FPGAs that speak your language - drallison
http://cerncourier.com/a/fpgas-that-speak-your-language/
======
Traster
God I'm so tired of the same article over and over again. Firstly, if you want
to claim you can programme an FPGA with a high level language, you have to
exclude languages that are just syntactical sugar over hand coded RTL like
Maxeler does. Secondly, you don't get to wave your hands and go "Oh, the high
speed interfaces are done in RTL still" \- well yeah, because that's an actual
difficult performance problem and we know HLS can't do that.

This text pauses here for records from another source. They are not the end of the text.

PR #1039, opened 2021-12-01
[net] First pass fixing ftpd on QEMU

ghaerr:
Enhancements to allow easier operation of ftpd on QEMU, for testing.

@Mellvik, tell me what you think about this. I'm already finding a number of potential issues between ftpd and QEMU.
The following changes are made in this PR:
- SO_REUSEADDR turned on for passive mode file transfers (both QEMU and real hardware). This should be safe, but still should be tested on real hardware at some point. SO_REUSEADDR should not yet be enabled elsewhere (pending more work on it).
- Eliminate 1 second sleep in ftpd for socket timeout, uses SO_REUSEADDR and displays appropriate messages.
- Added ability to set ftpd -q or ftpd -q in /bootopts: use "ftpd=-q" when running QEMU for testing. Use "ftpd=-d" for debug output at boot without having to kill and restart.
- ftpd -q and -d options don't disable becoming a daemon; run ftpd -d -d for old behavior.
- Added ftp port forwarding lines in qemu.sh. It would be nice to figure out how to do this without having to kluge ftpd to prepare a special passive mode string!
- Forward 9 ports rather than 5 for more realistic emulation. (May be off-by-one error in ftpd on wrap).

In quick testing, I found the following issues (could be my mistakes):
- managed to send files to ELKS, using "mput foo*", but can't get "mget foo*" to work to send from ELKS afterwards.
- QEMU seems to stop working after a bit... the INT 0 timer stops, and ftpd stops working, only when using serial console. Very strange, but have seen this behavior before. I think its a QEMU problem. This can be duplicated by uncommenting the first two entries in /bootopts and running a few file transfers.
- Sometimes ftpd just stops responding. Not sure if that's the above problem or not.
- Any ideas on how active mode might be tested using QEMU?

Overall, this first pass makes things a lot easier for testing. @Mellvik, let me know if you're OK with commit.

### DIFF
--- a/elkscmd/inet/ftp/ftpd.c
+++ b/elkscmd/inet/ftp/ftpd.c
@@ -29,6 +29,7 @@
 #define		FALSE		0
 #define		FTP_PORT	21
 #define		PASV_PORT	49821U	/* 'random' port for passive connections */
+#define		QEMU_PORT	8041U	/* outside port for QEMU */
 #define		BLOAT
 
 #ifndef MAXPATHLEN
@@ -397,7 +398,6 @@ int do_pasv(int controlfd, int *datafd) {
 	if (setsockopt(fd, SOL_SOCKET, SO_RCVBUF, &i, sizeof(int)) < 0)
                 perror("SO_RCVBUF");
 
-	//bzero(&pasv, sizeof(pasv));
 	pasv.sin_family = AF_INET;
 	pasv.sin_addr.s_addr = htonl(INADDR_ANY);
 	pasv.sin_port = htons(port);
@@ -414,9 +414,7 @@ int do_pasv(int controlfd, int *datafd) {
 		} 
 		port++;
 		if (qemu) {
-			//sleep(1);
-			//usleep(800);	/* Experimental */
-			if (port >= (PASV_PORT + 8)) port = PASV_PORT;
+			if (port >= (PASV_PORT + 9)) port = PASV_PORT;
 		}
     		pasv.sin_port = htons(port);
 	}
@@ -438,8 +436,11 @@ int do_pasv(int controlfd, int *datafd) {
 	sprintf(str, "227 Entering Passive Mode (%d,%d,%d,%d,%d,%d)\r\n", UC(a[0]),
 		UC(a[1]), UC(a[2]), UC(a[3]), UC(p[0]), UC(p[1]));
 
-	if (qemu)
-		sprintf(str, "227 Entering Passive Mode (127,0,0,1,31,%u)\r\n", 105 + (port-PASV_PORT));
+	if (qemu) {
+		unsigned int qport = QEMU_PORT + port - PASV_PORT;
+		sprintf(str, "227 Entering Passive Mode (127,0,0,1,%u,%u)\r\n",
+			htons(qport)&0xff, htons(qport)>>8);
+	}
     	write(controlfd, str, strlen(str));
 	if (debug) printf("%s", str);
 	i = sizeof(pasv);
--- a/elkscmd/inet/ftp/ftpd.c
+++ b/elkscmd/inet/ftp/ftpd.c
@@ -391,8 +391,8 @@ int do_pasv(int controlfd, int *datafd) {
 		return -1;
 	}
 
-	//if (setsockopt(fd, SOL_SOCKET, SO_REUSEADDR, &i, sizeof(i)) < 0) 
-		//perror("SO_REUSEADDR");
+	if (setsockopt(fd, SOL_SOCKET, SO_REUSEADDR, &i, sizeof(i)) < 0)
+		perror("SO_REUSEADDR");
 	i = SO_LISTEN_BUFSIZ;
 	if (setsockopt(fd, SOL_SOCKET, SO_RCVBUF, &i, sizeof(int)) < 0)
                 perror("SO_RCVBUF");
@@ -414,9 +414,9 @@ int do_pasv(int controlfd, int *datafd) {
 		} 
 		port++;
 		if (qemu) {
-			sleep(1);
+			//sleep(1);
 			//usleep(800);	/* Experimental */
-			if (port >= (PASV_PORT + 4)) port = PASV_PORT;
+			if (port >= (PASV_PORT + 8)) port = PASV_PORT;
 		}
     		pasv.sin_port = htons(port);
 	}
@@ -598,7 +598,7 @@ int main(int argc, char **argv){
 		perror("Error in listen");
 		exit(3);
 	}
-	if (!debug) {
+	if (debug < 2) {
 		/* become daemon, debug output on 1 and 2*/
 		if ((ret = fork()) == -1) {
 			fprintf(stderr, "ftpd: Can't fork to become daemon\n");
--- a/elkscmd/ktcp/tcp.c
+++ b/elkscmd/ktcp/tcp.c
@@ -460,7 +460,7 @@ void tcp_process(struct iphdr_s *iph)
     }
 
     if (!cbnode) {
-	printf("tcp: refusing packet %s:%u->%d\n", in_ntoa(iph->saddr),
+	printf("tcp: refusing packet from %s:%u to :%u\n", in_ntoa(iph->saddr),
 		ntohs(tcph->sport), ntohs(tcph->dport));
 
 	if (tcph->flags & TF_RST)
--- a/elkscmd/rootfs_template/bin/net
+++ b/elkscmd/rootfs_template/bin/net
@@ -60,7 +60,7 @@ start_network()
 	echo $ktcp
 	if $ktcp; then
 		echo -n "Starting daemons "
-		for daemon in telnetd httpd ftpd
+		for daemon in telnetd httpd
 		do
 			if test -f /bin/$daemon
 			then
@@ -68,6 +68,11 @@ start_network()
 				$daemon || true
 			fi
 		done
+		if test -f /bin/ftpd
+		then
+			echo -n "ftpd $ftpd"
+			ftpd $ftpd || true
+		fi
 		echo ""
 	else
 		echo "Network start failed"
--- a/elkscmd/rootfs_template/bootopts
+++ b/elkscmd/rootfs_template/bootopts
@@ -1,8 +1,8 @@
 ##
 #console=ttyS0 debug net=eth 3
-#ftpd=-q
+#ftpd=-q net=eth
 #init=/bin/init 3 n	# multiuser serial no sysinit
 #init=/bin/sh		# singleuser shell
 #console=ttyS0,19200	# serial console
-#root=hda1 ro	# hd partition 1, read-only root
-#netirq=9 netport=0x300	# NIC parms
+#root=hda1 ro		# hd part 1, read-only root
+#netirq=9 netport=0x300
--- a/elkscmd/rootfs_template/bootopts
+++ b/elkscmd/rootfs_template/bootopts
@@ -1,7 +1,8 @@
 ##
-#console=ttyS0 debug net=eth 3 # condensed
+#console=ttyS0 debug net=eth 3
+#ftpd=-q
 #init=/bin/init 3 n	# multiuser serial no sysinit
 #init=/bin/sh		# singleuser shell
 #console=ttyS0,19200	# serial console
 #root=hda1 ro	# hd partition 1, read-only root
-#netirq=9 netport=0x300	# set NIC parms
+#netirq=9 netport=0x300	# NIC parms
--- a/qemu.sh
+++ b/qemu.sh
@@ -55,7 +55,7 @@ KEYBOARD=
 #SERIAL="-chardev msmouse,id=chardev1 -device isa-serial,chardev=chardev1,id=serial1"
 
 # Uncomment this to route ELKS /dev/ttyS0 to host terminal
-#CONSOLE="-serial stdio"
+CONSOLE="-serial stdio"
 # Hides qemu window also
 #CONSOLE="-serial stdio -nographic"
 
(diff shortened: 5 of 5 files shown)


Mellvik:
@ghaerr,
Thank you for diving right into this!

I concur with most of this - and have a few comments:
> Enhancements to allow easier operation of ftpd on QEMU, for testing.
> 
> @Mellvik, tell me what you think about this. I'm already finding a number of potential issues between ftpd and QEMU.
> The following changes are made in this PR:
> 
> SO_REUSEADDR turned on for passive mode file transfers (both QEMU and real hardware). This should be safe, but still should be tested on real hardware at some point. SO_REUSEADDR should not yet be enabled elsewhere (pending more work on it).
> Eliminate 1 second sleep in ftpd for socket timeout, uses SO_REUSEADDR and displays appropriate messages.
> Added ability to set ftpd -q or ftpd -q in /bootopts: use "ftpd=-q" when running QEMU for testing. Use "ftpd=-d" for debug output at boot without having to kill and restart.
> ftpd -q and -d options don't disable becoming a daemon; run ftpd -d -d for old behavior.
I guess this is a matter of taste. I'd prefer -D instead of -d -d - but I'm fine with this.
> Added ftp port forwarding lines in qemu.sh. It would be nice to figure out how to do this without having to kluge ftpd to prepare a special passive mode string!
I don't see how you can do this. Unless someone dives into QEMU and figures out how to configure it to use TUN/TAP and thus have its own interface on the system. The problem is - obviously - that the addresse the server sees are different from what the client sees. Always.
> Forward 9 ports rather than 5 for more realistic emulation. (May be off-by-one error in ftpd on wrap).
This hack (4+1) was to avoid ktcp crashing because too many sockets were lingering. If SO_REUSEADDR works, this should be OK.
> In quick testing, I found the following issues (could be my mistakes):
> 
> managed to send files to ELKS, using "mput foo*", but can't get "mget foo?" to work to send from ELKS afterwards.
Ftpd does not implement globbing (yet). So what you'd have to do is 'mget .' (or some other directory). This is on the todo list.
> QEMU seems to stop working after a bit... the INT 0 timer stops, and ftpd stops working, only when using serial console. Very strange, but have seen this behavior before. I think its a QEMU problem. This can be duplicated by uncommenting the first two entries in /bootopts and running a few file transfers.
Interesting. I haven't seen this, but then again I haven't used qemu much ...
> Sometimes ftpd just stops responding. Not sure if that's the above problem or not.
Hopefully we find a way to recreate this one. I haven't seen it, so it's likely the speed difference between systems that triggers something.
> Any ideas on how active mode might be tested using QEMU?
I honestly don't think this is possible without a QEMU hacked ftp client which makes the port # predictable.
> Overall, this first pass makes things a lot easier for testing. @Mellvik, let me know if you're OK with commit.
> 

Go ahead, @ghaerr - this is great!

--Mellvik
>

ghaerr:
> I guess this is a matter of taste. I'd prefer -D instead of -d -d - but I'm fine with this.

Go ahead and change it however you like. I went the easy route and didn't rewrite the option parsing, instead just use "debug < 2" as to when to fork(). My primary purpose was to try to get a working QEMU test platform for ftpd so I can more easily exercise it. I would like to move towards using `net start/stop` or other options to start/stop/debug with daemons so we don't have to debug with special "harnesses".

> This hack (4+1) was to avoid ktcp crashing because too many sockets were lingering. If SO_REUSEADDR works, this should be OK.

SO_REUSEADDR seems to be working well, for this use case. I increased the number of usable ports so that the QEMU platform is more like real hardware and might fail in the same way. Also just added a QEMU_PORT to specify the outside port number for the time being, until we figure out how to do away with special qemu hacks.

I have noticed a couple of cases where netstat shows CLOSE_WAIT for some sockets. I don't think this is buggy in ktcp, as CLOSE_WAIT means FIN was received, but local socket not closed. This may be because of an error situation not yet handled properly by ftpd. 

Now that QEMU can be easily used to test ftpd, we can more quickly track down possible errors in ftpd.

> So what you'd have to do is 'mget .' (or some other directory)

I've now tested transfers both ways with QEMU, and things seems to be working well, at least for the case of ELKS is running single-user. I have looked into the ELKS multiuser case a bit more, and QEMU has known problems where the hardware timer stops ticking. This seems to manifest itself on ELKS whenever the serial port is emulated. So I have modified the /bootopts test line for QEMU to run in single user mode, and I haven't seen any ftpd "stopping" issues anymore.

Here's some discussion on the QEMU buggy hardware timer emulation issues:
https://github.com/zephyrproject-rtos/zephyr/issues/14173
https://github.com/zephyrproject-rtos/zephyr/issues/12553

Sometimes I think we might want to use a different emulator. When the bug hits, the ELKS "date" command shows time isn't incrementing. Being forced to use console-only mode to test ftpd means that lots of debug information has already scrolled off the screen.

> I honestly don't think this is possible without a QEMU hacked ftp client which makes the port # predictable.

Kind of amazing, is this the case with all emulators? Say even for MSDOS or Windows emulated, one can't ftp in to a known port without MSDOS or Windows server being specially modified?

It would be really nice if we could keep special QEMU-cased hacks out of ELKS applications (and bootopts)!

Mellvik:
@ghaerr,
> I went the easy route and didn't rewrite the option parsing, instead just use "debug < 2" as to when to fork(). My primary purpose was to try to get a working QEMU test platform for ftpd so I can more easily exercise it. I would like to move towards using net start/stop or other options to start/stop/debug with daemons so we don't have to debug with special "harnesses".
> 
I'm fine with this. And option parsing is far down on my list too.
> This hack (4+1) was to avoid ktcp crashing because too many sockets were lingering. If SO_REUSEADDR works, this should be OK.
> 
> SO_REUSEADDR seems to be working well, for this use case. I increased the number of usable ports so that the QEMU platform is more like real hardware and might fail in the same way. Also just added a QEMU_PORT to specify the outside port number for the time being, until we figure out how to do away with special qemu hacks.
> 
This is good. I'll reenable SO_REUSEADDR if you haven't done so already.
> I have noticed a couple of cases where netstat shows CLOSE_WAIT for some sockets. I don't think this is buggy in ktcp, as CLOSE_WAIT means FIN was received, but local socket not closed. This may be because of an error situation not yet handled properly by ftpd.
> 
I'll keep an eye on this as testing contines.
> Now that QEMU can be easily used to test ftpd, we can more quickly track down possible errors in ftpd.
> 
> So what you'd have to do is 'mget .' (or some other directory)
> 
> I've now tested transfers both ways with QEMU, and things seems to be working well, at least for the case of ELKS is running single-user. I have looked into the ELKS multiuser case a bit more, and QEMU has known problems where the hardware timer stops ticking. This seems to manifest itself on ELKS whenever the serial port is emulated. So I have modified the /bootopts test line for QEMU to run in single user mode, and I haven't seen any ftpd "stopping" issues anymore.
> 
> Here's some discussion on the QEMU buggy hardware timer emulation issues:
> zephyrproject-rtos/zephyr#14173
> zephyrproject-rtos/zephyr#12553
> 
> Sometimes I think we might want to use a different emulator. When the bug hits, the ELKS "date" command shows time isn't incrementing. Being forced to use console-only mode to test ftpd means that lots of debug information has already scrolled off the screen.
> 
Well, this is an interesting line of thinking. What are the alternatives btw? Is the qemu problem general (any serial port) or only serial console. Maybe just too complicated, but now that ramdisks work, a dmesg like file in ram may possibly alleviate the problem...
Btw, I've run a few multiuser tests w/o any particular issues, other than more retransmits. Will do more of that now that we're basically stable.
> I honestly don't think this is possible without a QEMU hacked ftp client which makes the port # predictable.
> 
> Kind of amazing, is this the case with all emulators? Say even for MSDOS or Windows emulated, one can't ftp in to a known port without MSDOS or Windows server being specially modified?
> 
This is why passive mode is dominant. Active mode has seen very little use since NATs became the rule. Which was why passive mode was introduced in the first place. That said, and like I've mentioned before, the problem isn't the fact that we're emulating, it's how we emulate the network i/f. If qemu can use tun/tap and we can figure out how to use it, we're ok.
> It would be really nice if we could keep special QEMU-cased hacks out of ELKS applications (and bootopts)!
> 
Absolutely!!

Thank you.

-M

ghaerr:
> This is good. I'll reenable SO_REUSEADDR if you haven't done so already.

It's already done, but only for the passive file transfer mode. It is required for QEMU because of the speed issues you ran into when getting ftpd to work with it. In almost all cases, due to the TCP state machine, (in this use case only), the previous socket used for passive mode is in the TIME_WAIT state, so it can be reused without harm.

The other SO_REUSEADDRs are still commented out, until the long-term fix in ktcp is made. That fix requires that all sockets in the active list be inspected, not just the first socket found as is currently done. It's kind of tricky to get right, which is why I'm delaying dealing with it until we get most of the other networking stabilized (again).

> What are the alternatives btw? Is the qemu problem general (any serial port) or only serial console.

I don't know! It occurs randomly when using the serial port/console with multiuser enabled. It's deep down having to do with edge vs level PIC triggering in the emulator. I've known about it for a long time. Alternatives are we use another emulator possibly. We don't see it when using the serial console usually because typing on the serial console fixes it. It only happens when accessing ELKS without using the serial port, like from a remote ftp. Not to worry, just mentioning the problem, since this PR is for use with QEMU, in case you run into weird stuff.

ghaerr:
> Btw, I've run a few multiuser tests w/o any particular issues, other than more retransmits. Will do more of that now that we're basically stable.

I would say we should be pretty stable. I'm interested in your testing with ftpget/put, since we now may be able to use those and ftpd to download a kernel automatically as you desired a while back. And it would be interesting to test that over QEMU as well.

I'm thinking about the idea of some preset file transfer regression tests for TCP. They would use a preloaded directory of the git repo, and could be run some shell scripts. Even if only over QEMU, or having shell scripts that worked from externally as well, these would go a long way to proving reliability with ELKS TCP moving forward. Ideas welcome!

Mellvik:
@ghaerr - this is indeed a new level for elks networking!

Apropos emulators, we may take a shot at virtualbox. 
IIRC there is a writeup on that in the Wiki already...
> 
> Btw, I've run a few multiuser tests w/o any particular issues, other than more retransmits. Will do more of that now that we're basically stable.
> 
> I would say we should be pretty stable. I'm interested in your testing with ftpget/put, since we now may be able to use those and ftpd to download a kernel automatically as you desired a while back. And it would be interesting to test that over QEMU as well.
> 
Yes, that's an interesting thought. The manual variant has been invaluable for the past year (or has it been two since we got the ethernet driver and basic ktcp stability going?), now automating it is indeed possible. BTW - the availability of ftpd has already helped: I can now ftp new binaries directly to elks instead of the previous 2step process - first scp to the raspi, then ftp or ftpget. Which reminds me - the File transfer wiki needs to be updated. I'm on it.
And - totally off topic - is a paragraph on using minix fsck for the Wiki on your (endless) list?
> I'm thinking about the idea of some preset file transfer regression tests for TCP. They would use a preloaded directory of the git repo, and could be run some shell scripts. Even if only over QEMU, or having shell scripts that worked from externally as well, these would go a long way to proving reliability with ELKS TCP moving forward. Ideas welcome!
> 
This is a good idea. FWIW - my test setup has been the ELKS binaries + a 200k file (created using dd) and 100 2k files created by splitting the 200k file using split(). And finally a couple of zero size files. Easy to see anomalies with the bare eye, easy to verify to the last bit (the created files are all zeroes - dd if=/dev/zero count=200 bs=1k ...etc.)
> 
Thank you!

-M

Mellvik:
@ghaerr,
a quick heads up: While testing the new fpt client. I ran into an interesting situation:
FTP transfers into ELKS in QEMU using ftpd are not 100% reliable. Bytes get added and I haven't had time to look at it yet.  Keep an eye on transferred file sizes.
Not repeatable on real hardware. More on this as soon as I get a chance.

Teaser: The ELKS ftp client is transferring files and directory listings  in passive mode, the first cut is just around the corner - with some fun stuff for experimentation : select() multiplexing.

-M

ghaerr:
> FTP transfers into ELKS in QEMU using ftpd are not 100% reliable. Bytes get added and I haven't had time to look at it yet. Keep an eye on transferred file sizes.

Should this be a real problem, open a new issue. Please include exact details concerning the transfer: is this elks-to-elks, or remote-to-elks; only using the new ftp client, or repeatable with macOS client, and which way the file transfer is going send or receive from ftpd, etc. In this way I can understand whether this is related to the FIN received with unprocessed data that was recently a problem (and now has debug printf turned off), or another problem.

If the problem only occurs on QEMU, we will also need to see whether this has anything to do with SO_REUSEADDR sockets or not. Most of that debug printf is still turned on.

> the first cut is just around the corner - with some fun stuff for experimentation : select() multiplexing.

Both telnet and ktcp use select multiplexing for their network I/O, in case you haven't already noticed.

Mellvik:
> FTP transfers into ELKS in QEMU using ftpd are not 100% reliable. Bytes get added and I haven't had time to look at it yet. Keep an eye on transferred file sizes.
> 
> Should this be a real problem, open a new issue. Please include exact details concerning the transfer: is this elks-to-elks, or remote-to-elks; only using the new ftp client, or repeatable with macOS client, and which way the file transfer is going send or receive from ftpd, etc. In this way I can understand whether this is related to the FIN received with unprocessed data that was recently a problem (and now has debug printf turned off), or another problem.
> 
> If the problem only occurs on QEMU, we will also need to see whether this has anything to do with SO_REUSEADDR sockets or not. Most of that debug printf is still turned on.
> 
Will do - and like I said, this i QEMU only.
> the first cut is just around the corner - with some fun stuff for experimentation : select() multiplexing.
> 
> Both telnet and ktcp use select multiplexing for their network I/O, in case you haven't already noticed.
> 
> 
No, I wasn't aware of that. I was - for some reason - under the impression that select was not fully tested in networking. Have no idea where I got that. Great to know.

thank you!

—M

You also have to answer why you're tackling why you're doing this work on an
FPGA at all. Yes, you can do ML on FPGA - mainly because the FPGA companies
are tripping over themselves to get some of that market. But that's offline
analysis, so there's absolutely no reason you can't do it on a GPU - which is
probably going to perform a hell of a lot better, let you iterate on a design
in minutes not hours, and uses real high level languages including actual ML
frameworks.

>Development time can be cut significantly, while maintaining latency and
resource usage at a similar level to hand-crafted FPGA code

Here's the key. I've seen development time cut by using HLS. I've seen HLS
designs with similar latency and resource usage as hand-crafted code. I've
never seen those two together. You either get designs that are orders of
magnitude worse than hand-crafted RTL but were quick to design. In which case,
ask yourself why you're shelling out for an FPGA when you probably could've
used a GPU. Or you do a first draft quickly, but to get to high performance
you end up basically fighting against the tool until you've forced it to
generate the RTL you could've written in half the time.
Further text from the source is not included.